She said the IMF was "certainly predicting growth for 2015" but there was "no objective reason to push for a drastic reduction in deficit. 

"We're pleading for reasonable and sensible financial restructuring for Spain," Lagarde said in an interview published in business daily Expansión.

This meant more than putting a "an exclusive and excessive focus" on deficit reductions that only have numerical objectives, stressed the IMF boss.

"These reductions would also be difficult to implement given current  circumstances," Lagarde added in what is her first interview with a Spanish media outlet since she took office at the IMF in 2011.

The IMF predicts Spain's economy will contract by 1.6 percent this year before rebounding to grow by 0.7 percent in 2014.

Spain recorded an annual public deficit equal to 7.0 percent of gross domestic product (GDP) last year, missing a 6.3-percent target it had agreed with the European Union.
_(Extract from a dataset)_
Issue #579, opened 2025-11-20
Reorganize everest and p256-m files


gilles-peskine-arm:
The goal of this task is to reorganize the files under `drivers/everest` and `drivers/p256-m` so that they follow the same general structure as `drivers/builtin`. Possibly also restructure `drivers/builtin` if it looks like we'd like a different structure there.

Now, the Spanish government wants Brussels to agree to relax its 2013 deficit target to about 6.0 of GDP from the previously agreed 4.5 percent, a government source said this month.
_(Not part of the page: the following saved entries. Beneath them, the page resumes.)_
PR #600, opened 2025-12-11
[tf-psa-crypto] tests: pk: add a common function to create a PSA key out of predefined keys

### LINKED ISSUE #598: tests: pk: add a common function to create a PSA key out of predefined keys
### Suggested enhancement

This function already exists in [test_suite_pk.function](https://github.com/Mbed-TLS/TF-PSA-Crypto/blob/348d0eeb40bfc053225d4f1da69b60644c1d3110/tests/suites/test_suite_pk.function#L179) and, after #577, a similar one is going to exist also in `test_suite_pkwrite.function`.

The goal is to create a common helper function to be used in all `test_suite_xxx` files when necessary.

### Justification

TF-PSA-Crypto needs this because it's nice to minimize duplications also in test code.

valeriosetti:
## Description

Resolves #598 
Depends on https://github.com/Mbed-TLS/mbedtls-framework/pull/257

## PR checklist

- [x] **changelog** not required because: only test changes
- [x] **framework PR** provided https://github.com/Mbed-TLS/mbedtls-framework/pull/257
- **tests**  provided


bjwtaylor (dismissed):

tests/suites/test_suite_pk.function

Spain also wants the European Union to agree to give it an extra year to bring its deficit to below the bloc's limit of 3.0 percent of GDP, the source said.

Struggling in a double-dip recession sparked by the collapse of a decade-long property boom in 2008, Spain has been under tight European Union surveillance since 2009.

Determined to slash the public deficit despite rising public protests, Rajoy's government has enacted spending cuts and tax increases aimed at saving €150 billion ($194 billion) between 2012 and 2014.